I am having this same issue. I think that a closer solution is to freeze the model into a file and import the model and then cluster a new predict phrase, I think if the vectorizer and kmeans clustering is initialized every single time the program it will run, it seems to order the clusters in a different order every time and the hashmap will not activate correclty and give you a different number every time the function is called
import numpy as np
from sklearn.feature_extraction.text import TfidfVectorizer
from sklearn.cluster import KMeans
from sklearn.utils import shuffle
# Sample array of string sentences
df = pd.read_csv('/workspaces/codespaces-flask//data/shuffled.csv')
df = shuffle(df)
sentences = df['text'].values
# Convert the sentences into TF-IDF features
vectorizer = TfidfVectorizer()
X = vectorizer.fit_transform(df['text'])
# Perform K-Means clustering
kmeans = KMeans(n_clusters=8, random_state=42)
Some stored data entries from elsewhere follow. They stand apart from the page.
PR #329, opened 2026-06-27
feat: encrypted provider credentials + provider-aware /model

gnanam1990:
## Summary

Stops provider API keys from being stored in plaintext, and makes `/model` reflect what each connected provider actually serves.

Two themes:

### 1. Encrypted credential storage
Previously a pasted API key was written in cleartext to `config.json` (`apiKey`). Now:
- **`internal/securefile`** — AES-256-GCM encryption-at-rest (fail-closed, atomic write, cross-process lock; key in a `0600` sidecar).
- **`internal/credstore`** — provider API-key store. Backend resolves **keyring-first** (OS credential store) → **encrypted-file** fallback; plaintext only via an explicit `ZERO_CRED_STORAGE=file` opt-out.
- **Keys leave `config.json`:** the wizard / CLI setup write the key straight into the store and persist only an `apiKeyStored` marker. Any existing inline plaintext key is **migrated to the store on launch** (fail-soft; the cleartext is stripped only after the store write succeeds, so a key is never stranded).
- **Load on use:** `buildProvider` and *every* model/provider switch reload the credential (stored key → env var → OAuth bearer), so a stored-key provider always authenticates — including after switching models mid-session.
- **`zero auth logout <provider>`** now removes the stored API key + marker (not just the OAuth token).

### 2. Provider-aware `/model` and `/provider`
- `/model` lists **every authenticated provider** (filtered to those with a usable credential — key / stored / env / OAuth / local), **grouped per provider** under section headers.
- Each provider's models are **live-discovered** (its real served models) instead of a static catalog; **local providers show only the models actually pulled** (no fake entries).
- Selecting a model from a different provider **switches provider + model together**.
- `/provider` offers **keep / replace / remove** when the selected provider already has a stored key.

## Behavior / compatibility
- Backward compatible: existing inline keys keep working and are migrated transparently on first interactive launch.
- Headless `exec` is unchanged (no migration, no interactive prompts).
- Keychain access prompts can be avoided with `ZERO_CRED_STORAGE=encrypted-file`.

## Test plan
- `go build ./...`, `go vet ./...`, `go test ./... -race`, lint — all green (72 packages).
- New unit tests: securefile round-trip / tamper / wrong-key; credstore backends + auto-resolution + migration + marker; `/model` provider grouping + live-discovery refresh + fallback; `/provider` keep/replace/remove.
- Manually verified: a stored key authenticates after a cross-provider model switch; `/model` shows real served models per provider; un-connected providers are hidden.

## Summary by CodeRabbit

* **New Features**
  * Added encrypted credential storage for provider API keys, including fail-soft migration from existing plaintext keys and automatic use of stored keys during interactive runs.
  * Enhanced the model picker to list models grouped by saved providers, refresh live models per provider, and support switching provider+model together.
  * Added a provider “manage key” step (keep, replace, remove) for providers with stored keys.
* **Bug Fixes**
  * Logout now clears both OAuth credentials and stored provider API keys, with updated “no stored credential” messaging.
  * Credential indicators now correctly reflect stored-key availability even when the inline key field is empty.

### DIFF
--- a/internal/cli/app.go
+++ b/internal/cli/app.go
@@ -514,6 +514,13 @@ func runInteractiveTUIWithSetup(stderr io.Writer, deps appDeps, permissionMode a
 	if err != nil {
 		return writeAppError(stderr, "failed to resolve user config path: "+err.Error(), 1)
 	}
+	// Fail-soft, one-time: move any inline plaintext API keys in config.json into
+	// the encrypted credential store (interactive runs only; headless exec keeps
+	// its existing behavior). Non-fatal — a missing keyring or write error leaves
+	// the inline key in place and this run still uses the already-resolved key.
+	if store, storeErr := config.ProviderKeyStoreAt(filepath.Dir(userConfigPath)); storeErr == nil {
+		_, _ = config.MigratePlaintextProviderKeys(userConfigPath, store)
+	}
 	doctorUserConfigPath := ""
 	projectConfigPath := ""
 	if resolveOptions, optErr := config.DefaultResolveOptions(workspaceRoot); optErr == nil {
@@ -640,6 +647,7 @@ func runInteractiveTUIWithSetup(stderr io.Writer, deps appDeps, permissionMode a
 		ProviderName:         resolved.Provider.Name,
 		ModelName:            resolved.Provider.Model,
 		ProviderProfile:      resolved.Provider,
+		SavedProviders:       usableSavedProviders(resolved.Providers),
 		FavoriteModels:       resolved.Preferences.FavoriteModels,
 		RecapsEnabled:        resolved.Preferences.RecapsEnabled(),
 		Provider:             provider,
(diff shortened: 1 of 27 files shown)


gnanam1990:
Thanks @coderabbitai — addressed the substantive findings (pushed):

**Fixed**
- **`ApplyStoredAPIKey` now gates on `APIKeyStored`** — a stale keyring/file entry can no longer reactivate a key for a profile that didn't opt into stored-key auth.
- **`usableSavedProviders` verifies the key is actually retrievable** for marker-only profiles, so `/model` won't list a provider whose stored key was deleted; it falls back to env/OAuth/local signals (marker off) otherwise.
- **Cross-provider switch gates on the *resolved* credential, not the marker** — a missing/unreadable stored key now gives a clear "no usable credential" message instead of building a keyless provider that 401s later.
- **`auth logout` surfaces deletion failures** (`ForgetProviderKey` / `ClearProviderKeyStored`) instead of reporting success while a credential remains.
- **Clarified `ProviderKeyStoreAt` docs**: provider keys are **user-scoped by design** — only ever captured under the user config (a cloned repo must not carry keys), so runtime lookups intentionally use the user store regardless of where a profile was resolved from. The `dir` param exists for test isolation.

**Deferred (with reasons)**
- **Capture/persist atomicity (setup, `providers add`)** — if `UpsertProvider` fails after the store write, the stored key is *orphaned but harmless*: no profile references it, it's idempotently overwritten on retry, and removable via `auth logout`. A full two-phase rollback is disproportionate to the risk here; happy to add it if you'd prefer.
- **File-backend write serialization** — the default backend is the OS keyring (per-entry, no shared blob). The encrypted-file fallback's atomic temp-rename prevents corruption; only a concurrent cross-process write to the *same* file could drop one update, which is rare for interactive credential edits. Can add a lockfile (mirroring the OAuth store) if desired.

All gates green: `go build`, `go vet ./...`, `go test ./... -race` (72 pkg), lint.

clusters = kmeans.fit_predict(X)
output = zip(sentences, clusters)
# Print the cluster assignments for each sentence
for sentence, cluster in zip(sentences, clusters):
print("Sentence:", sentence, "Cluster:", cluster)
df = pd.DataFrame(output)
db_file_name = '/workspaces/codespaces-flask/ThrAive/data/database1.db'
conn = sqlite3.connect(db_file_name)
cursor = conn.cursor()
cursor.execute("SELECT journal_text FROM Journal JOIN User ON Journal.id
= user.id
rows = cursor.fetchall()
conn.commit()
conn.close()
df1 = pd.DataFrame(rows)
df1 = df1.applymap(lambda x: " ".join(x.split()) if isinstance(x, str)
else x)
entry = df1
entry = entry
print(entry)
entry = entry[0].iloc[-1].lower()
entry = [entry]
new_X = vectorizer.transform(entry)
# Predict the cluster assignments for the new sentences
new_clusters = kmeans.predict(new_X)
for entry, new_cluster in zip(entry, new_clusters):
print("Sentence:", entry, "Cluster:", new_cluster)
zipper = zip(entry, new_clusters)
df = pd.DataFrame(zipper)
df = df.applymap(lambda x: " ".join(x.split()) if isinstance(x, str)
else x)
df = df.to_string( header=False, index=False)
entry = df
output = entry
numbers = ['0', '1', '2', '3', '4','5','6','7','8']
names =
# Create a dictionary that maps numbers to names
number_to_name = {number: name for number, name in zip(numbers, names)}
print(output[-1])
output = number_to_name[output[-1]]
json_string = json.dumps(str(output))
I think that the solution is saving the model to disk
import pickle
# Train a scikit-learn model
model = ///
# Save the model to disk
with open('model.pkl', 'wb') as file:
pickle.dump(model, file)
and then load the pickle file and test it on the k-means without re-initializing the cluster.